Finalmente, ao fim de anos de apresentações ridículas e escolhas surrealistas indigentes, o canal 2 lá se sai com um programa cultural bem feito e informativo — talvez um pouco pedante, mas isso é inevitável nas demonstrações dos intelectuais, aqui ou na China.
Já devia ter falado na “Câmara Clara” há mais tempo, mas entretanto a “situação”, a “crise”, e o noticiário avassalador (para não falar nos estados de alma”) têm-me mantido a cabecinha numa roda viva.
Então, a Câmara Clara.
Clara é a Paula Moura Pinheiro, pois claro, com aquele cabelo brilhante preto, olhos ora lânguidos ora sibilinos e um critério quanto aos convidados que é sempre interessante. Para não falar numa agenda bastante completa, listas de livros que valem a pena e uma actualidade dos temas sempre atenta ao que acontece.
Desda vez o programa era sobre o Modernismo, a propósito de uma série de eventos relacionados com Fernando Pessoa. Os convidados eram Rui-Mário Gonçalves, crítico hoje-em-dia institucional, e Fernando Cabral Martins, especialista na matéria. (Acabou de lançar “O Modernismo em Mário de Sá Carneiro” e vai publicar um “Dicionário de Pessoa e do Modernismo”.)
Fiquei a saber muita coisa que não sabia, sobretudo no campo da trívia modernista.

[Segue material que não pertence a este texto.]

PR #1648, opened 2022-04-08
Remove unnecessary toList() call that was slowing down initialization

kstenerud:
## Goal

`NativeBridge.is32Bit()` had an unnecessary `toList()` call that for some reason was adding 25ms to the startup time. Removing it brings the time back down to sub-millisecond.

## Testing

Manual testing, reran all tests.


lemnik (approved):
LGTM - Pending CI

PR #1649, opened 2022-04-08
Resolve cppcheck errors

twometresteve:
## Goal

Resolve errors found by `cppcheck` locally, also ensuring that CI fails for errors in the future.

## Changeset

I've made the changes that seem appropriate, I don't think they should have any functional bearing.

## Testing

Covered by a full CI run.

### DIFF
--- a/bugsnag-plugin-android-ndk/src/main/jni/bugsnag_ndk.c
+++ b/bugsnag-plugin-android-ndk/src/main/jni/bugsnag_ndk.c
@@ -159,8 +159,7 @@ JNIEXPORT void JNICALL Java_com_bugsnag_android_ndk_NativeBridge_install(
   // copy event path to env struct
   const char *event_path = bsg_safe_get_string_utf_chars(env, _event_path);
   if (event_path == NULL) {
-    free(bugsnag_env);
-    return;
+    goto error;
   }
   sprintf(bugsnag_env->next_event_path, "%s", event_path);
   bsg_safe_release_string_utf_chars(env, _event_path, event_path);
@@ -169,8 +168,7 @@ JNIEXPORT void JNICALL Java_com_bugsnag_android_ndk_NativeBridge_install(
   const char *last_run_info_path =
       bsg_safe_get_string_utf_chars(env, _last_run_info_path);
   if (last_run_info_path == NULL) {
-    free(bugsnag_env);
-    return;
+    goto error;
   }
   bsg_strncpy(bugsnag_env->last_run_info_path, last_run_info_path,
               sizeof(bugsnag_env->last_run_info_path));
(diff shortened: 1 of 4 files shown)


bugsnag-plugin-android-ndk/src/main/jni/bugsnag_ndk.c
```diff
@@ -159,6 +159,7 @@ JNIEXPORT void JNICALL Java_com_bugsnag_android_ndk_NativeBridge_install(
   // copy event path to env struct
   const char *event_path = bsg_safe_get_string_utf_chars(env, _event_path);
   if (event_path == NULL) {
+    free(bugsnag_env);
```
kstenerud, line 162: For cleanup code in C, it's generally safer to use a "poor man's finally" approach using goto. That way, any future checked code that can fail doesn't require you to hunt for and match up every freeable resource and every exit point in the function, and all resource-freeing code exists in one place.

```c
{
    resource *resource_a = NULL;
    resource *resource_b = NULL;
    object *some_object = NULL;

    resource_a = get_resource_a();
    if (resource_a == NULL) {
        goto exit;
    }

    if (!validate_resource(resource_a)) {
        goto exit;
    }

    resource_b = get_resource_b(resource_a);
    if (resource_b == NULL) {
        goto exit;
    }

    if (!validate_resource(resource_b)) {
        goto exit;
    }

    some_object = copy_object_from_resource(resource_b);

exit:
    free(resource_a);
    free(resource_b);
    return some_object;
}
```

bugsnag-plugin-android-ndk/src/main/jni/event.c
```diff
@@ -119,6 +119,8 @@ bsg_metadata_value bugsnag_get_metadata_value(void *event_ptr,
   }
   bsg_metadata_value data;
   data.type = BSG_METADATA_NONE_VALUE;
+  data.bool_value = false;
+  data.double_value = 0.0;
```
kstenerud, line 123:
```c
  bsg_metadata_value data = {
          .type = BSG_METADATA_NONE_VALUE
  };
```

kstenerud (changes requested):

bugsnag-plugin-android-ndk/src/main/jni/bugsnag_ndk.c
twometresteve: Refactored to `free` when the allocated struct is not assigned to `bsg_global_env`.

bugsnag-plugin-android-ndk/src/main/jni/event.c
twometresteve: Changed as suggested.

kstenerud (approved):

PR #1651, opened 2022-04-12
Pull e2e test commands from Maze Runner

twometresteve:
## Goal

Start a thread when the Test Fixture launches to poll Maze Runner for the next command action to perform.

## Design

Android likes to throw up system dialogs for crashy apps, which have needed to be closed so that Appium actions aren't blocked.  However, error dialogs aren't always shown and so we've been spending a lot of time trying to dismiss dialogs that are not present (around 4s each time).  With this change the runtime for each full set of e2e tests is reduced by around 10 minutes.

## Changeset

`run_command` button removed, being replaced by a polling thread.
Removal of error dialog closing calls in most situations (still needed for touch events so that ANR scenarios work reliably).

## Testing

Covered by a full CI run.

### DIFF
--- a/features/fixtures/mazerunner/app/detekt-baseline.xml
+++ b/features/fixtures/mazerunner/app/detekt-baseline.xml
@@ -1,5 +1,7 @@
 <?xml version="1.0" ?>
 <SmellBaseline>
   <ManuallySuppressedIssues></ManuallySuppressedIssues>
-  <CurrentIssues></CurrentIssues>
+  <CurrentIssues>
+    <ID>MagicNumber:MainActivity.kt$MainActivity$1000</ID>
+  </CurrentIssues>
 </SmellBaseline>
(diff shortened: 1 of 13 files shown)


twometresteve:
> Making sure I understand correctly, because we loop with 1 sec intervals we can provide the command after the app has launched, meaning any pre-processing (such as setting the test endpoints to a different URL) will still be effective?

If there are no commands queued up then the test fixture will happy poll away and do nothing.  So yes, a step could be written to change the endpoints first.

Having said that, it's probably time to overhaul the test fixture UI - the endpoint config could be pushed into a command themselves and we could also revisit the feedback that we get on the screen (when watching the recording we now have no clue where in the test run we're looking at).  I can take that as an immediate follow-on task.

twometresteve:
Dropping back to a draft PR to rework a little for ANR scenarios.

twometresteve:
Branch is broken, restarting with a clean one.

PR #1655, opened 2022-04-14
Allow max threads to be configured via the manifest

kstenerud:
## Goal

The new maxReportedThreads config option was not settable via the manifest. This PR adds that capability.

## Testing

New tests to verify manifest settings.


lemnik (approved):
LGTM - Might need a Changelog entry as well?

PR #1658, opened 2022-04-14
Minor CI improvements

twometresteve:
## Goal

Combine the coding standard check steps, making for a faster run.  Also try to balance the two batches of e2e tests so they take roughly the same amount of time.

## Testing

Combined steps covered by a standard CI run and I verified that the `--continue` did result in all checks being performed if one fails using a temporary commit.  

For balancing the batches, I ran a full build and whilst runtimes can always vary, the batches were pretty balanced - within a minute of each other.


joshedney (approved):
LGTM!

PR #1659, opened 2022-04-19
Relaunch test fixture based on app_state

twometresteve:
## Goal

Use a more sophisticated approach to relaunching the test fixture after a crash, rather than a simple sleep.

## Design

If a slow device takes longer than the 5s currently allowed to write reports to file, flakes can occur.  Conversely, the app normally closes down far faster and so 5s on every crash is a waste of time.

## Changeset

Uses Appium's `app_state` to try and determine when the app has stopped running.  This identified some non-crashy scenarios that needed changing to avoid using the relaunch step, although there are still some scenarios for which the state still doesn't end in `not_running`.  While this is investigated further the step will simply log a warning and carry one regardless (just as it did with a simple sleep).

## Testing

Covered by a `[full ci]` run.

### DIFF
--- a/features/full_tests/auto_notify.feature
+++ b/features/full_tests/auto_notify.feature
@@ -21,9 +21,13 @@ Feature: Switching automatic error detection on/off for Unity
 
   @skip_android_8_1
   Scenario: ANR not captured with autoDetectAnrs=false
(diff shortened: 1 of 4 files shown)


joshedney (approved):
LGTM!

Mas também tomei conhecimento de uma notícia inquietante: o espólio de Fernando Pessoa que ainda estava com a família vai a leilão no próximo dia 13 de Novembro. Não é muita coisa, se compararmos com o que já está na posse do Estado (e portanto de todos nós) mas tem o famoso dossier Allistair Crowley, publicações com dedicatórias, fotos e outra memorabília interessante. A questão que se põe, já estão a ver, é se o espólio vai ficar connosco ou viajará para outro país, ou ainda se se dispersa ou não (está dividido em lotes). Dado o interesse universal em Fernando Pessoa (o “Livro do Desassossego já tem três edições na China, fiquei também a saber) espera-se que as licitações subam a valores “inéditos em Portugal”. O Estado tem direito de preferência — mas o Estado não se pronunciou. Este suspense pode ser para fazer um favor aos herdeiros (se o Estado optasse, o valor não seria tão alto como no leilão), ou pode ser porque o Ministro ainda não conseguiu convencer o Primeiro de que vale a pena gastar este dinheirinho. Aguardamos ansiosamente. E entretanto lá vamos vivendo no Desassossego — do Pessoa e de toda a gente.